The answer must be every line below that holds the word "following".
Entries shown: Begin
PR #774, opened 2020-02-26
Fixing runtests for systems with OpenMPI and less than 5 physical cores

leios:
# Fixing CLIMA tests for systems with low processor number

CLIMA tests fail on systems with fewer processors without the `--oversubscribe` option. We could add another exception for these cases or make the `--oversubscribe` option default.

## Description

The following error will appear on systems with fewer processors:

```
--------------------------------------------------------------------------
There are not enough slots available in the system to satisfy the 4
slots that were requested by the application:

  /usr/bin/julia

Either request fewer slots for your application, or make more slots
available for use.

A "slot" is the Open MPI term for an allocatable unit where we can
launch a process.  The number of slots available are defined by the
environment in which Open MPI processes are run:

  1. Hostfile, via "slots=N" clauses (N defaults to number of
     processor cores if not provided)
  2. The --host command line parameter, via a ":N" suffix on the
     hostname (N defaults to 1 if not provided)
  3. Resource manager (e.g., SLURM, PBS/Torque, LSF, etc.)
  4. If none of a hostfile, the --host command line parameter, or an
     RM is present, Open MPI defaults to the number of processor cores

In all the above cases, if you want Open MPI to default to the number
of hardware threads instead of the number of processor cores, use the
--use-hwthread-cpus option.

Alternatively, you can use the --oversubscribe option to ignore the
number of available slots when deciding the number of processes to
launch.
--------------------------------------------------------------------------
```

## For review by CLIMA Developers

- [x] There are no open PR's for this already
- [ ] The code conforms to the [style guidelines](We should have this) and has consistent naming conventions
- [ ] This code does what it is technically intended to do (All numerics make sense either physically or computationally)

### DIFF
--- a/test/testhelpers.jl
+++ b/test/testhelpers.jl
@@ -18,8 +18,14 @@ function runmpi(tests, file)
   coverage_opt = coverage_opts[Base.JLOptions().code_coverage]
   testdir = dirname(file)
 
+  if !Sys.iswindows() && occursin( "OpenRTE", read(`mpiexec --version`, String))
+    oversubscribe = `--oversubscribe`
+  else
+    oversubscribe = ``
+  end
+
   for (n, f) in tests
-    cmd = `mpiexec --oversubscribe -n $n $(Base.julia_cmd()) --startup-file=no --project=$(Base.active_project()) --code-coverage=$coverage_opt $(joinpath(testdir, f))`
+    cmd = `mpiexec $oversubscribe -n $n $(Base.julia_cmd()) --startup-file=no --project=$(Base.active_project()) --code-coverage=$coverage_opt $(joinpath(testdir, f))`
 
     @info "Running MPI test..." n f cmd
     # Running this way prevents:
--- a/test/testhelpers.jl
+++ b/test/testhelpers.jl
@@ -18,14 +18,8 @@ function runmpi(tests, file)
   coverage_opt = coverage_opts[Base.JLOptions().code_coverage]
   testdir = dirname(file)
 
-  if haskey(ENV, "SLURM_JOB_ID")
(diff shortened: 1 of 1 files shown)


leios:
bors try

bischtob:
Simulation breaks after several hundred days. Oscillations in the sponge layer seems to break it. No idea why yet. Still investigating :(.

leios:
Apparently the `--oversubscribe` option does not exist in MPICH, which is what we use for the tests:
https://github.com/precice/precice/pull/443

I'll try to fix this soon

kpamnany:
Essentially, we should not be checking `SLURM_JOB_ID` to decide whether or not to use `--oversubscribe`. Unfortunately, there's nothing else we can easily/safely use to check which MPI implementation we're on, or which special flags to pass in to `mpiexec`.

Maybe we should pull this from the environment from something like `CLIMA_MPI_ARGS`?

On a slightly different note, I'm a bit confused by this file altogether. Why is it `using MPI` and checking if it's [initialized](https://github.com/climate-machine/CLIMA/blob/0e68ffb55a907ecbd7cb2c77e43ef7dcc359af15/test/testhelpers.jl#L4-L6) and all that? It's just spawning `mpiexec` (which may not belong to the same MPI that MPI.jl is built with).

Cc: @simonbyrne

simonbyrne:
My plan is to add an enum to MPI.jl to identify the MPI implementation.

MPI.jl runtests currently does the following:
https://github.com/JuliaParallel/MPI.jl/blob/7536834fd4e36daaa9efb4b0b54eeb39a6b8deee/test/runtests.jl#L31-L33

leios:
bors try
Entries shown: End
Worked solution:
The following error will appear on systems with fewer processors:
MPI.jl runtests currently does the following:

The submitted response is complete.